# [Work instruction]
Look for the word "further" in the entries below, then copy every line that has it.

Dataset items
=======

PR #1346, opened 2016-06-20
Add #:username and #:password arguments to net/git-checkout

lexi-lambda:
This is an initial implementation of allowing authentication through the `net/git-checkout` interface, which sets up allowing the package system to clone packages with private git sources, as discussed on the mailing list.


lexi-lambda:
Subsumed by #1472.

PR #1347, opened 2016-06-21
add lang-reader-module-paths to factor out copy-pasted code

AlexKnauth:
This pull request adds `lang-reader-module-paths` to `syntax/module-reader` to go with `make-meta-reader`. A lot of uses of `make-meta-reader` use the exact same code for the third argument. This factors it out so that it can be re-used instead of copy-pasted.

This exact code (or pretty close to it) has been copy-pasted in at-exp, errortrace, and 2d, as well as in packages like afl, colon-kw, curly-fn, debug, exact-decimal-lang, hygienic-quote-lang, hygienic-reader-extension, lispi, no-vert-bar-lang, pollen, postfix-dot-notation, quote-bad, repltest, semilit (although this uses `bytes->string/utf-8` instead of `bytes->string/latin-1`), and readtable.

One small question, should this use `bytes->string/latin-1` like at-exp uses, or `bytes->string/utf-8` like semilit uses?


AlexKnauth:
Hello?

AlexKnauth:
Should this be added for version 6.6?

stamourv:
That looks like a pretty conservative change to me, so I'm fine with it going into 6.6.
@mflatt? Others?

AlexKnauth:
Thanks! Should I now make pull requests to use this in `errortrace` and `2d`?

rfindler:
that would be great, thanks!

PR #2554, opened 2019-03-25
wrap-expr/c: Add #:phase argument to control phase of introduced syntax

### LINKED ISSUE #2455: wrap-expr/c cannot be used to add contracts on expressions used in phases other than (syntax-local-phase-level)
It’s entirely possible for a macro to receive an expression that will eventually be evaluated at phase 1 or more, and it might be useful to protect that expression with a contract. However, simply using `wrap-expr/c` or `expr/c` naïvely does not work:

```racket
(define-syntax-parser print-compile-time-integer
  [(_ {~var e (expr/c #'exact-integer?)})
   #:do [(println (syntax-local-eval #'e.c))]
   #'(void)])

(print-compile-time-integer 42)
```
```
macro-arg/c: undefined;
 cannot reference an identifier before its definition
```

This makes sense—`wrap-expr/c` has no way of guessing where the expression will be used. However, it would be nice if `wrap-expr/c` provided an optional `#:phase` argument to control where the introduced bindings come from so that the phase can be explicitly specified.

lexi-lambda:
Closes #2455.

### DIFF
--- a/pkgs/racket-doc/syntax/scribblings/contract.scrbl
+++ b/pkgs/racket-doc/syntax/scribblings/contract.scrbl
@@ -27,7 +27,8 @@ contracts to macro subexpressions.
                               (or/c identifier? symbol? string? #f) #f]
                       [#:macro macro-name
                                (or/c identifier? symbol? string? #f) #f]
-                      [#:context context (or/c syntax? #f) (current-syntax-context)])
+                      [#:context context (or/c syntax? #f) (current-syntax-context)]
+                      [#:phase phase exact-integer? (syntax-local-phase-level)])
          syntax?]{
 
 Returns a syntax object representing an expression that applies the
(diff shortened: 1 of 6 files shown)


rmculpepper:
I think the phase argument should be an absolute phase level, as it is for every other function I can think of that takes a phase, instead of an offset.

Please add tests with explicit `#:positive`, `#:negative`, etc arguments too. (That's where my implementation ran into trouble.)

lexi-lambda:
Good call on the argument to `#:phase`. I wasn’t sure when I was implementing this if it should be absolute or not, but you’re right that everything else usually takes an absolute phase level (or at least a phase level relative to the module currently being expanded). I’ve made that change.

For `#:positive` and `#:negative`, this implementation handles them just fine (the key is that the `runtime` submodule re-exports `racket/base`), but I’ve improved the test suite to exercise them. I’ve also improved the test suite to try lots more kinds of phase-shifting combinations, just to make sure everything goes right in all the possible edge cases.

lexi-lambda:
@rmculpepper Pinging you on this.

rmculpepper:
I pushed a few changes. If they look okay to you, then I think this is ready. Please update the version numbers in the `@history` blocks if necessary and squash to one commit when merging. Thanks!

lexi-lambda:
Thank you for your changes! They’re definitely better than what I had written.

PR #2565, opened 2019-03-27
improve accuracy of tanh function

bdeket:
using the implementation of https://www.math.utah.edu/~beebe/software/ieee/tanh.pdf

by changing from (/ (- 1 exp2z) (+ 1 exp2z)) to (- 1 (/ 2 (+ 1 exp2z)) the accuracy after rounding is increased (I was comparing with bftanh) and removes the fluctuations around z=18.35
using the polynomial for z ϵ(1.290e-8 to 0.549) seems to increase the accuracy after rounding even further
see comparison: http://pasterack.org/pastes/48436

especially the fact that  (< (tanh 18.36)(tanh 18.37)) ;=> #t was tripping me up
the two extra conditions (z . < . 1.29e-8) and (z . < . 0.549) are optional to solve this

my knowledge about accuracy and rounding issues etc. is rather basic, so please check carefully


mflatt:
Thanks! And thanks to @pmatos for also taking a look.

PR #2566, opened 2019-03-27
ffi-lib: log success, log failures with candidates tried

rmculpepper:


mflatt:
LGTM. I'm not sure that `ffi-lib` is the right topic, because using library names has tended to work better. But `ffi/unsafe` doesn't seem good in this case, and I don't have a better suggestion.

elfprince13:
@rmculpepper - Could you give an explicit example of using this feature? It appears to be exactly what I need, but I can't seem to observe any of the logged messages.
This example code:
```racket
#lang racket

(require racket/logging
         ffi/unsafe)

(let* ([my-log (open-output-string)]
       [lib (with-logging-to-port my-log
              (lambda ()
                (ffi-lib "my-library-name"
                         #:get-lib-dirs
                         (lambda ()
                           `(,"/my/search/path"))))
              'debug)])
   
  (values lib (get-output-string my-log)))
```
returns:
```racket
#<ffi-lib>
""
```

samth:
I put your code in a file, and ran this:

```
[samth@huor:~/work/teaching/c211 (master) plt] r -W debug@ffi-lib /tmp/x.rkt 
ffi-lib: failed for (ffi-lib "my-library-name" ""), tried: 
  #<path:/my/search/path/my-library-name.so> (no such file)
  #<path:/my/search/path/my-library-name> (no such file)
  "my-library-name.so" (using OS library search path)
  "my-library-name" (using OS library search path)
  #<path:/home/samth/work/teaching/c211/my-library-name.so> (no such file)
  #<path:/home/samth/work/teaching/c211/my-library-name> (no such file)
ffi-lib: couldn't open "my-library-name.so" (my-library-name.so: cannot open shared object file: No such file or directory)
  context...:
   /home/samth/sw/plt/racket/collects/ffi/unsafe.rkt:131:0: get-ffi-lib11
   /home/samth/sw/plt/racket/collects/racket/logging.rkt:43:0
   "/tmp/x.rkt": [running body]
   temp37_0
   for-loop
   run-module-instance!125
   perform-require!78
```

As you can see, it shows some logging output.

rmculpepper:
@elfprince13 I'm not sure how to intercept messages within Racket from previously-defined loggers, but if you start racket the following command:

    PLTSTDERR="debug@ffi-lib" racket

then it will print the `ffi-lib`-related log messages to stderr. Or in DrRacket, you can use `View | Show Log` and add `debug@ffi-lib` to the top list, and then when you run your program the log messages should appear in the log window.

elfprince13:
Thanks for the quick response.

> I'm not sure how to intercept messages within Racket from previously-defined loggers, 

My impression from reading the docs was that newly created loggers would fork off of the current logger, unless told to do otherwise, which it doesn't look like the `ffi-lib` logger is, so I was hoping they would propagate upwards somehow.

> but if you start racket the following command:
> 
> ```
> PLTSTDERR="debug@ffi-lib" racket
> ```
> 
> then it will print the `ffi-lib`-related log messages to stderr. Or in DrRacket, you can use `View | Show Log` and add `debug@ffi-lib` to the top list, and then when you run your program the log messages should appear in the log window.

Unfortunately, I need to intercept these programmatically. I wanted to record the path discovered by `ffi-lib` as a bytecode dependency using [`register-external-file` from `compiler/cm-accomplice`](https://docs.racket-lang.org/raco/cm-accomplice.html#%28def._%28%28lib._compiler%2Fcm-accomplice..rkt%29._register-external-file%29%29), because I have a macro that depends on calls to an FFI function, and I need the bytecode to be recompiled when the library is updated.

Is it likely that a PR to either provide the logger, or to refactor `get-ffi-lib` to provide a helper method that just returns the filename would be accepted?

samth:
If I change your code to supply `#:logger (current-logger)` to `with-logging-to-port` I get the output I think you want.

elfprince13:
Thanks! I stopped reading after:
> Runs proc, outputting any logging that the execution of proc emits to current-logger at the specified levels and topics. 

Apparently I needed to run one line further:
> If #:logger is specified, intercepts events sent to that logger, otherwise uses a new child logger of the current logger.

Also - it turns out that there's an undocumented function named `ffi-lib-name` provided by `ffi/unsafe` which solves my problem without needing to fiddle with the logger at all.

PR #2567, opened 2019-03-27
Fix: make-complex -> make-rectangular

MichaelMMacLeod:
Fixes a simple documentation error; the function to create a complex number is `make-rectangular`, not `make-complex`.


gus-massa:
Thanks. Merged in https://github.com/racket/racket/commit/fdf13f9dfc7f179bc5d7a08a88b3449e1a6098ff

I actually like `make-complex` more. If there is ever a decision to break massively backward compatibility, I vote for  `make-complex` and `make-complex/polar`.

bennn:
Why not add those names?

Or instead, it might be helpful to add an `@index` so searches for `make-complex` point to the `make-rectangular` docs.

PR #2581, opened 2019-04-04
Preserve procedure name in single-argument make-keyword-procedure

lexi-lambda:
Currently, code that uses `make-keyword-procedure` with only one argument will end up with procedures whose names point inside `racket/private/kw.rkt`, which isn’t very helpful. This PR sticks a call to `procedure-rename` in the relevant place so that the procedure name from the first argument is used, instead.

=======

# [Answer to this task]
using the polynomial for z ϵ(1.290e-8 to 0.549) seems to increase the accuracy after rounding even further
Apparently I needed to run one line further:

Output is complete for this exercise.